Entry tags:
- *hatch log,
- aloy [horizon zero dawn],
- annabeth chase [riordan mythos],
- annie westwind [original],
- asuka langley sohryu [evangelion],
- bellamy blake [the 100],
- cathaway,
- commander shepard [mass effect],
- derek souza [the darkest powers],
- helen magnus [sanctuary],
- ilde vilmaine [original],
- john murphy [the 100],
- lexa [the 100],
- misato katsuragi [evangelion],
- noctis lucis caelum [ffxv],
- nyx ulric [ffxv],
- pidge gunderson (katie holt) [voltron],
- sam wilson [mcu],
- steve rogers [mcu],
- the prince
[hatch log] everything happens so much
CHARACTERS: New Hosts & EVERYONE
WHERE: The Station
WHEN: DAY :039
SUMMARY: New faces and old losses - a hatch occurs and a number of older hosts go comatose. Coma'd hosts include all auto-piloted dropped characters to date.

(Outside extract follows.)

PR #17, opened 2020-09-15
fix: hotspot icon out of copy

### LINKED ISSUE #16: Copying a hotspot address includes the hotspot icon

WARNINGS: Will update as necessary. Need a warning added? PM this account please!

NEW HATCHES
YOU WAKE UP and suddenly you're a different person. No. That's not right. You're you and there's no suddenly about it. It's been a while, hasn't it? It feels like waking up from a very deep, extended sleep or like surfacing up from the darkness of the ocean and right there in your own head there's something both familiar and strange. You know intuitively that you've been unconscious for more than just a blink of the eye. While it’s impossible to tell exactly how long ago or how exactly you escaped the danger that had been breathing down your neck, you're certain it was more than a moment ago.

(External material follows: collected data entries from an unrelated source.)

PR #18, opened 2020-10-05
Disable "Next Block" button for current block

danielcolinjames:
I tried a couple of other approaches before settling on this one:

- conditionally setting `pointer-events: none` when `block.height === height` (and also setting `cursor: not-allowed`, but that gets cancelled out by `pointer-events: none`)
- conditionally setting the `onClick={(e) => e.preventDefault()}`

But here you are, a small miracle of the multiverse: lying in a small faintly hexagonal chamber, a gentle white light emanating from the surrounding walls. If you were injured during your escape, those injuries have been healed. If you were anxious or frightened or distraught, those feelings have been briefly calmed. There's something strangely peaceful about waking up here. That feeling persists even as you find the tube running from the base of your neck to the compartment's rear wall.
But once the tube's disconnected? Things get loud. A wave of emotion fills that peaceful void - fear, uncertainty, relief, a sense of purpose or loneliness or anxiety. Maybe some of these emotions are yours, but they can't all be. After the initial sensory overload, the mental buzz elongates: stretches out into a murmur like the sound of a party happening behind a closed door.
You can sit up - barely -, and shift out of the pod. There’s a ladder at your feet and a little cubby just before it with anything you brought with you as well as a set of crisp, loose-fitting white clothes; while your injuries are healed, whatever you’re wearing is in the exact state it was before. Maybe it's time for a change? Drop down the ladder to the floor of the Nesting Deck and you’ll find you’re not alone. The closer you are to these stranger, the louder the sound in your head becomes. --Actually they're not quite strangers either, are they? Something is wound about and between you and these people, whoever they are, are as familiar as this place you've never been is.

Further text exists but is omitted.